Created attachment 123694 [details] Screenshot of frameworks+Kate from master from October I can't reproduce this problem with the Mayalayam text file above. Sonnet::TextBreaks was ported to QTextBoundaryFinder quite some time ago, which shouldn't be suffering the glibc problem; glibc was patched in ~2009, too, though. As per the screenshot, the words are identified correctly and hunspell doesn't return misspellings.

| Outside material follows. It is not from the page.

PR #5029, opened 2017-06-23
allow to pass proc to filters input_html option

### LINKED ISSUE #5026: Passing rails url helper to input_html attribute in filter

I reproduced it by launching Kate from the terminal. Here is the error message: sonnet.core: Missing trigrams for languages: QSet("he_IL", "ml_IN") Note: I have hunspell-ml dictionary installed OS: Mageia 7 hunspell 1.7 sonnet 5.57
Missing trigrams could mean that automatic language detection failed. Maybe this is the problem. Can you try overriding it it by disabling automatic language detection and and setting Malayalam as the default language? If this works (as it did here), then the problem is in this code: https://cgit.kde.org/sonnet.git/tree/src/core/guesslanguage.cpp It's worth nothing that trigram-based detection is a fallback codepath. We'd first need to determine why the script-based detection here fails: https://cgit.kde.org/sonnet.git/tree/src/core/guesslanguage.cpp#n172 It's true the trigram data set doesn't have trigrams for Malayalam though which could be worth contributing if you can: https://cgit.kde.org/sonnet.git/tree/data/trigrams
Indeed when I set default language as Malayalam it is working. Still the problem exist when selecting just the language from "choose dictionary". I will try to contribute trigrams.
> https://cgit.kde.org/sonnet.git/tree/src/core/guesslanguage.cpp > It's worth nothing that trigram-based detection is a fallback codepath. We'd first need to determine why the script-based detection here fails: As far as I can understand trigram based detection isn't a fallback. It is the first source, and if that fails Sonnet bruteforces the dictionaries for a guess. The script detection is working fine, but if the detected scripted doesn't have any trigrams, no candidate languages are returned and if no candidate languages are returned, sonnet goes ahead and checks the sample text with the 'default language' and fails. The solution that can fix this particular issue is quite simple. We just check the script of the text, then we count the number of languages a particular script has. If it has only one, like in this case, we just return that language. The language can be more than one for latin script languages though.
Patch submitted at: https://phabricator.kde.org/D25495
This was fixed two months ago when that patch landed.